Our new normal was dialysis 3 times a week for the foreseeable future, dad no longer working daily, and 3 little boys that were uncertain of their dad’s future. It was a scary and difficult time. We didn’t know how Lukeman would feel daily. He was often tired and slept a lot because the dialysis was taxing on his body. He had like 1 or 2 good days a week but even those days were short and sometimes only part of the day when he felt good enough to be with us and not in bed.

Over the next months he switched to peritoneal dialysis which was dialysis through his abdomen instead of through his veins. He could do it at home and do it through the night for 8-10 hours. That’s better right? He is home, he can do it thru the night, he will be available during the day? Yes, he was home, yes, he could do it through the night, and yes he was available during the day but he was exhausted all the time now. Now he was having maybe one good day a week. Lukeman is a fighter, and he had an amazing attitude and constantly looked to the Lord for guidance and strength. He would say that he is glad that he is enduring this rather than anyone in his family.

To say were proud of how he carried and handled himself through this trial was an understatement. Lukeman is a strong man of faith, present father, and loving husband. We couldn’t have asked for a better man to lead our family. Fast forward 3.5 years, testing, dozens of doctors’ visits, hundreds of ounces of blood drawn from the both of us, a biopsy, a car accident, he received his gift of life on October 17, 2017. After 6 scheduled surgeries and then 6 cancelled surgeries, it finally happened on the 7th surgery through the paired exchange program where someone is willing to donate a living kidney on your behalf so you can receive a living donor kidney.

After nearly 7 years since his transplant, he gets yearly check ups and is doing great. His kidney is working well, and he feels good. He can wrestle with his boys, maybe not as much since he’s older and our boys are bigger than him but still thankful that he is with them and continues to make memories. We had the opportunity to travel internationally in 2022 and that would not have been possible if it wasn’t for his transplant.  

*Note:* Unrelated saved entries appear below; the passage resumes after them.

PR #4794, opened 2022-06-06
Sudoers validate

### LINKED ISSUE #4745: community.general.sudoers should do a syntax check
### Summary

The `sudoers` module currently allows writing broken `sudoers` files, for example when `commands` is not an absolute path. This kind of user error can easily be detected by running `visudo -c -f ...` on the new file. I think it makes sense for the `sudoers` module to run this check.

Some errors, such as duplicate aliases, can only be detected in the context of the other `sudoers` files. According to [this post](https://serverfault.com/a/901906) a more comprehensive check can be done by running a full configuration check `visudo -c` after installing the new file. However, I'm not sure if this is worth implementing. The `sudoers` module does not currently seem to be capable of producing syntax error that can not be detected by a simple `visudo -c -f ...`.

### Issue Type

Feature Idea

### Component Name

sudoers

### Additional Information

Slightly modified example task from the documentation:
```yaml
- name: >-
    Allow the alice user to run sudo /bin/systemctl restart my-service or
    sudo /bin/systemctl reload my-service, but a password is required
  community.general.sudoers:
    name: alice-service
    user: alice
    commands:
      - systemctl restart my-service
```

`sudo` commands complain about the syntax error:
```
visudo -c -f /etc/sudoers.d/alice-service
alice-service:1:21: syntax error
alice ALL=NOPASSWD: systemctl restart my-service
                    ^~~~~~~~~
```

### Code of Conduct

JonEllis:
##### SUMMARY
Fixes #4745

Validates the proposed rule via visudo _before_ creating the actual rule, so that any invalid rules will not continue to be saved to files.

This also sets the mode of the created files to 0440 as requested by sudo.

##### ISSUE TYPE
- Feature Pull Request


JonEllis:
On reflection, this should check the file permissions as a separate step, check and update them if necessary even if the file has the correct content.

JonEllis:
How does this look to add visudo validation to sudoers files?

plugins/modules/system/sudoers.py
```diff
@@ -134,6 +139,8 @@ def write(self):
         with open(self.file, 'w') as f:
             f.write(self.content())
 
+        os.chmod(self.file, self.FILE_MODE)
```
felixfontein, line 142: This is a bugfix and should be in a separate PR (because we need to backport it). The remainder of the PR is a feature (that must not be backported to older stable branches).

plugins/modules/system/sudoers.py
```diff
@@ -158,11 +170,20 @@ def content(self):
...
+
+        if rc != 0:
+            raise Exception('Failed to validate sudoers rule:\n{stdout}'.format(stdout=stdout))
+
     def run(self):
         if self.state == 'absent' and self.exists():
             self.delete()
             return True
 
+        self.validate()
```
felixfontein, line 185: I'm wondering whether this shouldn't be something that should be requested by the user, instead of be running by default. Is it possible that files are invalid now that - without changing their content - will be valid later? I.e. does `visudo -c` check whether executables mention in the file actually exist?

Also is `-f -` supported by all versions, or does this introduce a new requirement?

felixfontein (commented):

plugins/modules/system/sudoers.py
JonEllis: Sure, can do that.

When I first started writing it, they were somewhat coupled as the permissions would fail the check, but since then I'm using visudo with stdin to check the file (so we don't have write test files), technically that's not an issue any more.
I suppose it could write to /tmp to not worry about the file too much afterwards.

It'll depend on whether visudo has always had the `-f -` option - as per your other comment. I'll see if I can find out.

JonEllis: I have pulled out the file permissions changes from this PR and added them to a complimentary PR #4814.

plugins/modules/system/sudoers.py
felixfontein: How about:
- Don't simply call `visudo`, but use `module.get_bin_path('visudo', required=False)` to get hold of its path first, and only check if it is not `None`, and emit a warning otherwise.
- Potentially have an option which allows to always disable it, or always enforce it. Default value should be something like auto-detect, which behaves as sketched above. (When enforced, it should fail if it cannot find `visudo`.)

I think it will be OK to add the option also in a later version if it doesn't fail when `visudo` isn't available, though it would be great if the option is around as well so folks can get rid of the warning if `sudo` isn't installed (yet) :)

changelogs/fragments/4794-sudoers-validation.yml
```diff
@@ -0,0 +1,2 @@
+minor_changes:
+  - sudoers - will attempt to validate the proposed sudoers rule using visudo if available, optionally skipped, or required.
```
felixfontein, line 2:
```suggestion
  - sudoers - will attempt to validate the proposed sudoers rule using visudo if available, optionally skipped, or required (https://github.com/ansible-collections/community.general/pull/4794, https://github.com/ansible-collections/community.general/issues/4745).
```

plugins/modules/system/sudoers.py
```diff
@@ -65,6 +65,14 @@
...
       - This option cannot be used in conjunction with I(group).
     type: str
+  validation:
+    description:
+      - If C(absent), the sudoers rule will be added without validation.
+      - If C(detect) and visudo is available, then the sudoers rule will be validated by visudo.
+      - If C(required), visudo must be available to validate the sudoers rule.
+    type: str
+    default: detect
+    choices: [ absent, detect, required ]
```
felixfontein, line 75:
```suggestion
    choices: [ absent, detect, required ]
    version_added: 5.2.0
```

tests/integration/targets/sudoers/tasks/main.yml
```diff
@@ -145,6 +147,42 @@
...
+    state: present
+    user: alice
+    commands: systemctl
+    validation: absent
+  register: edge_case_2
+
+- name: find visudo
+  command:
+    cmd: which visudo
+  ignore_errors: true
```
felixfontein, line 162: Why have `ignore_errors: true` if in the next task you explicitly verify that the task didn't fail?

tests/integration/targets/sudoers/tasks/main.yml
```diff
@@ -174,3 +212,5 @@
   ansible.builtin.assert:
     that:
       - edge_case_1 is failed
+      - edge_case_2 is not failed
+      - edge_case_3 is failed
```
felixfontein, line 216: You should also validate `edge_case_3.msg`, like this:
```suggestion
      - edge_case_3 is failed
      - edge_case_3.msg.starts_with('Failed to validate sudoers rule:')
```

tests/integration/targets/sudoers/tasks/main.yml
JonEllis: Yeah, that's a good point!

JonEllis:
I've had to remove the test on macOS where visudo is not found, as I haven't been able to find a way to remove or otherwise modify visudo - it's permissions are `--x--x--x`, and apparently requires the machine to be booted into safe or single user mode to modify it.

plugins/modules/system/sudoers.py
```diff
@@ -109,13 +118,16 @@
 '''
 
 import os
+import stat
```
felixfontein, line 121:
```suggestion
```

felixfontein:
macOS is making it very hard to modify standard system files (which has, as always, advantages and disadvantages). Skipping that part of the tests for macOS is totally fine...

felixfontein:
Please note that this now has a conflict.

felixfontein (approved):

felixfontein:
@JonEllis thanks for contributing this!

Issue #4367, opened 2022-03-15
4.6.0 has broken terraform module


earchibald-lv:
### Summary

Previously-working playbooks are now failing, because of the new terraform variable logic in 4.6.0.

The module is now wrapping everything in EXTRA double quotes because the terraform provider now forces **EVERYTHING** through a `json.dumps()`.

`"msg": "Terraform plan could not be created\r\nSTDOUT: \r\n\r\nSTDERR: \nError: Invalid AWS Region: \"us-east-1\"\n\n  with provider[\"registry.terraform.io/hashicorp/aws\"],\n  on main.tf line 1, in provider \"aws\":\n   1: provider \"aws\" {\n\n",`

when the variables passed are:
```
            "variables": {
                "lv_component_release": "u20",
                "lv_env": "tst2",
                "aws_region": "us-east-1"
            },
```

and, in a different job:
```
    "msg": "Terraform plan could not be created\r\nSTDOUT: \r\n\r\nSTDERR: \nError: Invalid value for input variable\n\nThe argument -var=\"custom_tags=...\" does not contain a valid value for\nvariable \"custom_tags\": map of string required.\n",
```

with variables defined as:
```
            "variables": {
                "lv_component_release": "u17",
                "lv_env": "stg4",
                "aws_region": "us-east-1",
                "custom_tags": "{}"
            },
```

### Issue Type

Bug Report

### Component Name

terraform

### Ansible Version

```
ansible 2.10.6
  config file = /etc/ansible/ansible.cfg
  configured module search path = ['/var/lib/awx/.ansible/plugins/modules', '/usr/share/ansible/plugins/modules']
  ansible python module location = /export/awx_custom_envs/ansible-2.10/lib/python3.6/site-packages/ansible
  executable location = bin/ansible
  python version = 3.6.8 (default, Apr 16 2020, 01:36:27) [GCC 8.3.1 20191121 (Red Hat 8.3.1-5)]
```

### Community.general Version

```console (paste below)
Collection        Version
----------------- -------
community.general 4.6.0
```

### OS / Environment

CentOS 7

### Steps to Reproduce

Invoke a terraform module using input variables. Observe that the `json.dumps()` in 4.6.0 incorrectly JSON-escapes all input, making it fail at the terraform layer.

### Expected Results

I expected this to continue working without incorrectly escaping all my input variables.

### Actual Results

It is incorrectly escaping all my input variables. see above.

### Code of Conduct

[...]

PR #4797, opened 2022-06-07
Allow terraform module to specify complex variable structures

kosalaat:
* Terrform variable types are mapped to ansible veriable types

* Currently handles Dict, List, Str, Int, Bool types

* Updated the documentation accordingly

* Updated with an example.

##### SUMMARY

Added the capability to specify complex variables structures in the terraform module. With this change we can specify Terraform Object / Nested type variables via ansible:

For example, in TF:
```
variable "vm_additional_disks" {
  description = "Additional Disks"
  type = list(object({
    unit_number      = number
    size             = number
    label            = string
    thin_provisioned = bool
  }))
  default = []
}
```
Would translate to:
```
        vm_additional_disks:
          - label: "Third Disk"
            size: 40
            thin_provisioned: true
            unit_number: 2
          - label: "Fourth Disk"
            size: 22
            thin_provisioned: true
            unit_number: 3
```
##### ISSUE TYPE
- Feature Pull Request

##### COMPONENT NAME
terraform

##### ADDITIONAL INFORMATION
Changed the variable_args to be constructed via a recursive function process_args. It's capable of handling nested lists, dictionaries, bools, string and numbers.

### DIFF
--- a/changelogs/fragments/4797-terraform-complex-variables.yml
+++ b/changelogs/fragments/4797-terraform-complex-variables.yml
@@ -1,0 +1,2 @@
+minor_changes:
+  - terrform - adds capability to handle complex variable structures for ``variables`` parameter in the module. 
--- a/changelogs/fragments/4797-terraform-complex-variables.yml
+++ b/changelogs/fragments/4797-terraform-complex-variables.yml
@@ -1,2 +1,2 @@
 minor_changes:
-  - terrform - adds capability to handle complex variable structures for ``variables`` parameter in the module (https://github.com/ansible-collections/community.general/pull/4797).
+  - terraform - adds capability to handle complex variable structures for ``variables`` parameter in the module (https://github.com/ansible-collections/community.general/pull/4797).
--- a/changelogs/fragments/4797-terraform-complex-variables.yml
+++ b/changelogs/fragments/4797-terraform-complex-variables.yml
@@ -1,2 +1,3 @@
 minor_changes:
-  - terraform - adds capability to handle complex variable structures for ``variables`` parameter in the module (https://github.com/ansible-collections/community.general/pull/4797).
+  - terraform - adds capability to handle complex variable structures for ``variables`` parameter in the module.
+    This must be enabled with the new ``complex_vars`` parameter (https://github.com/ansible-collections/community.general/pull/4797).
--- a/changelogs/fragments/4797-terraform-complex-variables.yml
+++ b/changelogs/fragments/4797-terraform-complex-variables.yml
@@ -1,2 +1,2 @@
 minor_changes:
-  - terrform - adds capability to handle complex variable structures for ``variables`` parameter in the module (https://github.com/ansible-collections/community.general/pull/4797). 
+  - terrform - adds capability to handle complex variable structures for ``variables`` parameter in the module (https://github.com/ansible-collections/community.general/pull/4797).
--- a/changelogs/fragments/4797-terraform-complex-variables.yml
+++ b/changelogs/fragments/4797-terraform-complex-variables.yml
@@ -1,2 +1,2 @@
 minor_changes:
-  - terrform - adds capability to handle complex variable structures for ``variables`` parameter in the module. 
+  - terrform - adds capability to handle complex variable structures for ``variables`` parameter in the module (https://github.com/ansible-collections/community.general/pull/4797). 
--- a/plugins/modules/cloud/misc/terraform.py
+++ b/plugins/modules/cloud/misc/terraform.py
@@ -93,7 +93,8 @@ options:
   complex_vars:
     description:
       - Enable/disable capability to handle complex variable structures for C(terraform).
-      - If C(true) the C(variables) would accept I(Booleans), I(Objects) and I(Lists) to be passed to C(terraform).
+      - If C(true) the I(variables) also accepts dictionaries, lists, and booleans to be passed to C(terraform).
+        Strings that are passed are correctly quoted.
       - When disabled, supports only simple variables (strings, integers, and floats), and passes them on unquoted.
     type: bool
     default: false
--- a/plugins/modules/cloud/misc/terraform.py
+++ b/plugins/modules/cloud/misc/terraform.py
@@ -482,17 +482,17 @@ def main():
                     ret_out.append('{0}={{{1}}}'.format(k, process_complex_args(v)))
                 if isinstance(v, list):
                     ret_out.append("{0}=[{1}]".format(k, process_complex_args(v)))
-                if isinstance(v, (integer_types, float, str)):
+                if isinstance(v, (integer_types, float, str, bool)):
                     ret_out.append('{0}={1}'.format(k, json.dumps(v)))
         if isinstance(vars, list):
             l_out = []
             for item in vars:
                 if isinstance(item, dict):
                     l_out.append("{{{0}}}".format(process_complex_args(item)))
-                elif isinstance(item, (str, integer_types, float)):
+                elif isinstance(item, (str, integer_types, float, bool)):
                     l_out.append(json.dumps(item))
                 else:
-                    module.fail_json(msg="List can contain, dictionaries, strings, integer_types and float.")
+                    module.fail_json(msg="List can contain, dictionaries, strings, integer_types, boolean and float.")
             ret_out.append("[{0}]".format(",".join(l_out)))
         return ",".join(ret_out)
 
--- a/plugins/modules/cloud/misc/terraform.py
+++ b/plugins/modules/cloud/misc/terraform.py
@@ -96,6 +96,7 @@ options:
       - When disabled, supports only simple variables I(Strings), I(Integers) and I(Floats).
     type: bool
     default: false
+    version_added: 5.7.0
   targets:
     description:
       - A list of specific resources to target in this plan/application. The
--- a/plugins/modules/cloud/misc/terraform.py
+++ b/plugins/modules/cloud/misc/terraform.py
@@ -81,6 +81,7 @@ options:
   variables:
     description:
       - A group of key-values pairs to override template variables or those in variables files.
+        By default, only string, boolean, and number values are allowed, which are passed on unquoted.
       - Support complex variable structures (Lists, Dictionaries and Boolean) to reflect terraform variable syntax when C(complex_vars=true).
       - Ansible integers or floats are mapped to terraform numbers.
       - Ansible strings are mapped to terraform strings.
--- a/plugins/modules/cloud/misc/terraform.py
+++ b/plugins/modules/cloud/misc/terraform.py
@@ -80,9 +80,15 @@ options:
     aliases: [ 'variables_file' ]
   variables:
     description:
-      - A group of key-values to override template variables or those in
-        variables files.
+      - A group of key-values to override template variables or those in variables files.
+      - Support complex variable structures to reflect terraform variable syntax.
+      - Terraform Objects are mapped to Ansible Dicts.
+      - Terraform Lists are Ansible Lists.
+      - Terraform Numbers can be Ansible Ints or Floats.
+      - Terraform Bool can be Ansible Bools.
+      - B(Note) passwords passed as variables will be visible in the log output. For production usecases consider C(no_log) set to C(true).
     type: dict
+    default: {}
   targets:
     description:
       - A list of specific resources to target in this plan/application. The
@@ -187,6 +193,25 @@ EXAMPLES = """
     plugin_paths:
       - /path/to/plugins_dir_1
       - /path/to/plugins_dir_2
+
+- name: Complex variables example
+  community.general.terraform:
+    project_path: '{{ project_dir }}'
+    state: present
+    variables:
+      vm_name: "{{ inventory_hostname }}"
+      vm_vcpus: 2
+      vm_mem: 2048
+      vm_additional_disks:
+        - label: "Third Disk"
+          size: 40
+          thin_provisioned: true
+          unit_number: 2
+        - label: "Fourth Disk"
+          size: 22
+          thin_provisioned: true
+          unit_number: 3
+    force_init: true
 
 ### Example directory structure for plugin_paths example
 # $ tree /path/to/plugins_dir_1
@@ -449,12 +474,67 @@ def main():
     if state == 'present' and module.params.get('parallelism') is not None:
         command.append('-parallelism=%d' % module.params.get('parallelism'))
 
-    variables_args = []
-    for k, v in variables.items():
-        variables_args.extend([
-            '-var',
-            '{0}={1}'.format(k, v)
-        ])
+    def process_args(variables, top):
+        variables_args = []
+        lowlevel_out = []
+        for k, v in variables.items():
+            if top:
+                if (isinstance(v, dict)):
+                    variables_args.extend([
+                        "-var",
+                        k + '={' + process_args(v, False) + '}'
+                    ])
+                if (isinstance(v, list)):
+                    l_out = []
+                    for item in v:
+                        l_out.append("{" + process_args(item, False) + "}")
+                    variables_args.extend([
+                        "-var",
+                        k + '=[' + ",".join(l_out) + ']'
+                    ])
+                if ((isinstance(v, int) or isinstance(v, float)) and not isinstance(v, bool)):
+                    variables_args.extend([
+                        "-var",
+                        '{0}={1}'.format(k, v)
+                    ])
+                if (isinstance(v, str)):
+                    variables_args.extend([
+                        "-var",
+                        '{0}={1}'.format(k, v)
+                    ])
+                if (isinstance(v, bool)):
+                    if v:
+                        variables_args.extend([
+                            "-var",
+                            '{0}=true'.format(k)
+                        ])
+                    else:
+                        variables_args.extend([
+                            "-var",
+                            '{0}=false'.format(k)
+                        ])
+
+            else:
+                if (isinstance(v, dict)):
+                    lowlevel_out.append(k + '={' + process_args(v, False) + '}')
+                if (isinstance(v, list)):
+                    lowlevel_out.append(k + '=[' + process_args(v, False) + ']')
+                if ((isinstance(v, int) or isinstance(v, float)) and not isinstance(v, bool)):
+                    lowlevel_out.append('{0}={1}'.format(k, v))
+                if (isinstance(v, str)):
+                    lowlevel_out.append('{0}="{1}"'.format(k, v))
+                if (isinstance(v, bool)):
+                    if v:
+                        lowlevel_out.append('{0}=true'.format(k))
+                    else:
+                        lowlevel_out.append('{0}=false'.format(k))
+        if top:
+            return (variables_args)
+        else:
+            return ",".join(lowlevel_out)
+
+    variables_args = process_args(variables, True)
+
     if variables_files:
         for f in variables_files:
             variables_args.extend(['-var-file', f])
--- a/plugins/modules/cloud/misc/terraform.py
+++ b/plugins/modules/cloud/misc/terraform.py
@@ -82,10 +82,10 @@ options:
     description:
       - A group of key-values to override template variables or those in variables files.
       - Support complex variable structures to reflect terraform variable syntax.
-      - Terraform objects are mapped to Ansible dictionaries.
-      - Terraform Lists are Ansible Lists.
-      - Terraform Numbers can be Ansible Ints or Floats.
-      - Terraform Bool can be Ansible Bools.
+      - Ansible dictionaries are mapped to terraform objects.
+      - Ansible lists are mapped to terraform lists.
+      - Ansible integers or floats are mapped to terraform numbers.
+      - Ansible booleans are mapped to terraform booleans.
       - "B(Note) passwords passed as variables will be visible in the log output. Make sure to use C(no_log: true) in production!"
     type: dict
   targets:
--- a/plugins/modules/cloud/misc/terraform.py
+++ b/plugins/modules/cloud/misc/terraform.py
@@ -82,7 +82,7 @@ options:
     description:
       - A group of key-values to override template variables or those in variables files.
       - Support complex variable structures to reflect terraform variable syntax.
-      - Terraform Objects are mapped to Ansible Dicts.
+      - Terraform objects are mapped to Ansible dictionaries.
       - Terraform Lists are Ansible Lists.
       - Terraform Numbers can be Ansible Ints or Floats.
       - Terraform Bool can be Ansible Bools.
--- a/plugins/modules/cloud/misc/terraform.py
+++ b/plugins/modules/cloud/misc/terraform.py
@@ -67,7 +67,7 @@ options:
   state_file:
     description:
       - The path to an existing Terraform state file to use when building plan.
-        If this is not specified, the default `terraform.tfstate` will be used.
+        If this is not specified, the default C(terraform.tfstate) will be used.
       - This option is ignored when plan is specified.
     type: path
   variables_files:
@@ -108,7 +108,7 @@ options:
   force_init:
     description:
       - To avoid duplicating infra, if a state file can't be found this will
-        force a `terraform init`. Generally, this should be turned off unless
+        force a C(terraform init). Generally, this should be turned off unless
         you intend to provision an entirely new Terraform deployment.
     default: false
     type: bool
@@ -154,7 +154,7 @@ options:
     type: int
     version_added: '3.8.0'
 notes:
-   - To just run a `terraform plan`, use check mode.
+   - To just run a C(terraform plan), use check mode.
 requirements: [ "terraform" ]
 author: "Ryan Scott Brown (@ryansb)"
 '''
@@ -229,7 +229,7 @@ EXAMPLES = """
 RETURN = """
 outputs:
   type: complex
-  description: A dictionary of all the TF outputs by their assigned name. Use `.outputs.MyOutputName.value` to access the value.
+  description: A dictionary of all the TF outputs by their assigned name. Use C(.outputs.MyOutputName.value) to access the value.
   returned: on success
   sample: '{"bukkit_arn": {"sensitive": false, "type": "string", "value": "arn:aws:s3:::tf-test-bukkit"}'
   contains:
@@ -247,12 +247,12 @@ outputs:
       description: The value of the output as interpolated by Terraform
 stdout:
   type: str
-  description: Full `terraform` command stdout, in case you want to display it or examine the event log
+  description: Full C(terraform )command stdout, in case you want to display it or examine the event log
   returned: always
   sample: ''
 command:
   type: str
-  description: Full `terraform` command built by this module, in case you want to re-run the command outside the module or debug a problem.
+  description: Full C(erraform) command built by this module, in case you want to re-run the command outside the module or debug a problem.
   returned: always
   sample: terraform apply ...
 """
--- a/plugins/modules/cloud/misc/terraform.py
+++ b/plugins/modules/cloud/misc/terraform.py
@@ -81,7 +81,7 @@ options:
   variables:
     description:
       - A group of key-values pairs to override template variables or those in variables files.
-        By default, only string, boolean, and number values are allowed, which are passed on unquoted.
+        By default, only string and number values are allowed, which are passed on unquoted.
       - Support complex variable structures (lists, dictionaries, numbers, and booleans) to reflect terraform variable syntax when I(complex_vars=true).
       - Ansible integers or floats are mapped to terraform numbers.
       - Ansible strings are mapped to terraform strings.
--- a/plugins/modules/cloud/misc/terraform.py
+++ b/plugins/modules/cloud/misc/terraform.py
@@ -88,7 +88,6 @@ options:
       - Terraform Bool can be Ansible Bools.
       - "B(Note) passwords passed as variables will be visible in the log output. Make sure to use C(no_log: true) in production!"
     type: dict
-    default: {}
   targets:
     description:
       - A list of specific resources to target in this plan/application. The
--- a/plugins/modules/cloud/misc/terraform.py
+++ b/plugins/modules/cloud/misc/terraform.py
@@ -473,7 +473,7 @@ def main():
     if state == 'present' and module.params.get('parallelism') is not None:
         command.append('-parallelism=%d' % module.params.get('parallelism'))
 
-    def process_args(variables, top):
+    def process_args(variables, top=True):
         variables_args = []
         lowlevel_out = []
         for k, v in variables.items():
--- a/plugins/modules/cloud/misc/terraform.py
+++ b/plugins/modules/cloud/misc/terraform.py
@@ -515,7 +515,7 @@ def main():
 
             else:
                 if (isinstance(v, dict)):
-                    lowlevel_out.append(k + '={' + process_args(v, False) + '}')
+                    lowlevel_out.append('%s={%s}' % (k, process_args(v, False)))
                 if (isinstance(v, list)):
                     lowlevel_out.append(k + '=[' + process_args(v, False) + ']')
                 if ((isinstance(v, int) or isinstance(v, float)) and not isinstance(v, bool)):
--- a/plugins/modules/cloud/misc/terraform.py
+++ b/plugins/modules/cloud/misc/terraform.py
@@ -80,14 +80,20 @@ options:
     aliases: [ 'variables_file' ]
   variables:
     description:
-      - A group of key-values to override template variables or those in variables files.
-      - Support complex variable structures to reflect terraform variable syntax.
+      - A group of key-values pairs to override template variables or those in variables files.
+      - Support complex variable structures (Lists, Dictionaries and Boolean) to reflect terraform variable syntax when C(complex_vars=true).
+      - Ansible integers or floats are mapped to terraform numbers.
+      - Ansible strings are mapped to terraform strings.
       - Ansible dictionaries are mapped to terraform objects.
       - Ansible lists are mapped to terraform lists.
-      - Ansible integers or floats are mapped to terraform numbers.
       - Ansible booleans are mapped to terraform booleans.
       - "B(Note) passwords passed as variables will be visible in the log output. Make sure to use I(no_log=true) in production!"
     type: dict
+  complex_vars:
+    description:
+      - Enable/disable capability to handle complex variable structures for C(terraform). If C(true) the C(variables) would accept I(Booleans), I(Objects) and I(Lists) to be passed to C(terraform). When disables supports only simple variables I(Strings) and I(Numbers).
+    type: bool
+    default: false
   targets:
     description:
       - A list of specific resources to target in this plan/application. The
@@ -197,6 +203,7 @@ EXAMPLES = """
   community.general.terraform:
     project_path: '{{ project_dir }}'
     state: present
+    camplex_vars: true
     variables:
       vm_name: "{{ inventory_hostname }}"
       vm_vcpus: 2
@@ -260,7 +267,6 @@ command:
 import os
 import json
 import tempfile
-import re
 from ansible.module_utils.six.moves import shlex_quote
 from ansible.module_utils.six import integer_types
 
@@ -418,6 +424,7 @@ def main():
             purge_workspace=dict(type='bool', default=False),
             state=dict(default='present', choices=['present', 'absent', 'planned']),
             variables=dict(type='dict'),
+            complex_vars=dict(type=bool, default=False),
             variables_files=dict(aliases=['variables_file'], type='list', elements='path'),
             plan_file=dict(type='path'),
             state_file=dict(type='path'),
@@ -444,6 +451,7 @@ def main():
     purge_workspace = module.params.get('purge_workspace')
     state = module.params.get('state')
     variables = module.params.get('variables') or {}
+    complex_vars = module.params.get('complex_vars')
     variables_files = module.params.get('variables_files')
     plan_file = module.params.get('plan_file')
     state_file = module.params.get('state_file')
@@ -490,7 +498,7 @@ def main():
 
     def format_args(vars):
         if isinstance(vars, str):
-            return '"{string}"'.format(string=re.sub('"', '\\"', vars))
+            return '"{string}"'.format(string=vars.replace('\\', '\\\\').replace('"', '\\"'))
         elif isinstance(vars, bool):
             if vars:
                 return 'true'
@@ -528,28 +536,35 @@ def main():
         return ",".join(ret_out)
 
     variables_args = []
-    for k, v in variables.items():
-        if isinstance(v, dict):
+    if complex_vars:
+        for k, v in variables.items():
+            if isinstance(v, dict):
+                variables_args.extend([
+                    '-var',
+                    '{0}={{{1}}}'.format(k, process_complex_args(v))
+                ])
+            elif isinstance(v, list):
+                variables_args.extend([
+                    '-var',
+                    '{0}={1}'.format(k, process_complex_args(v))
+                ])
+            # on the top-level we need to pass just the python string with necessary
+            # terraform string escape sequences
+            elif isinstance(v, str):
+                variables_args.extend([
+                    '-var',
+                    "{0}={1}".format(k, v)
+                ])
+            else:
+                variables_args.extend([
+                    '-var',
+                    '{0}={1}'.format(k, format_args(v))
+                ])
+    else:
+        for k, v in variables.items():
             variables_args.extend([
                 '-var',
-                '{0}={{{1}}}'.format(k, process_complex_args(v))
-            ])
-        elif isinstance(v, list):
-            variables_args.extend([
-                '-var',
-                '{0}={1}'.format(k, process_complex_args(v))
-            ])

April is organ donor month, and we want to celebrate this selfless act of giving an organ by living donors as well as the selfless act of those that lose loved ones and follow through on the organ donors’ desires to give their organs to those in need. What an extraordinary blessing to everyone involved. It’s hard and beautiful all at the same time! Thank you to living donors, thank you to the families of organ donors, and thank you for sharing in our family’s joy, because every day we celebrate the gift of life!